Records drawn from a dataset:

PR #9084, opened 2023-03-23
[Bugfix:System] Turn on HTTP only for cookies

cjreed121:
The HTTP only flag is not set for cookies such as `submitty_session`.

### What is the new behavior?
All cookies that use the `Utils::setCookie` function will now default to being HTTP only. This flag will tell browsers to not allow the cookie to be readable by JavaScript. All other cookies not set by this function should not be effected.

### Other information?
A quick local testing worked fine but I want to see how the tests perform. All current cookies will not be set to HTTP Only automatically, but within a week all `submitty_session` cookies will get set again with this new flag.

### DIFF
--- a/site/app/libraries/Utils.php
+++ b/site/app/libraries/Utils.php
@@ -105,16 +105,17 @@ class Utils {
      * @param string        $name name of the cookie
      * @param string|array  $data data of the cookie, if array, will json_encode it
      * @param int           $expire when should the cookie expire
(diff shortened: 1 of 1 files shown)


williamjallen (approved):
Changes seem reasonable.  I wasn't able to find any instances where this might break existing functionality.

MasterOdin (approved):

Task requirements: So that nothing is lost, transcribe each entry exactly as written.

Result for this exercise:
PR #9084, opened 2023-03-23
[Bugfix:System] Turn on HTTP only for cookies

cjreed121:
The HTTP only flag is not set for cookies such as `submitty_session`.

### What is the new behavior?
All cookies that use the `Utils::setCookie` function will now default to being HTTP only. This flag will tell browsers to not allow the cookie to be readable by JavaScript. All other cookies not set by this function should not be effected.

### Other information?
A quick local testing worked fine but I want to see how the tests perform. All current cookies will not be set to HTTP Only automatically, but within a week all `submitty_session` cookies will get set again with this new flag.

### DIFF
--- a/site/app/libraries/Utils.php
+++ b/site/app/libraries/Utils.php
@@ -105,16 +105,17 @@ class Utils {
      * @param string        $name name of the cookie
      * @param string|array  $data data of the cookie, if array, will json_encode it
      * @param int           $expire when should the cookie expire
(diff shortened: 1 of 1 files shown)


williamjallen (approved):
Changes seem reasonable.  I wasn't able to find any instances where this might break existing functionality.

MasterOdin (approved):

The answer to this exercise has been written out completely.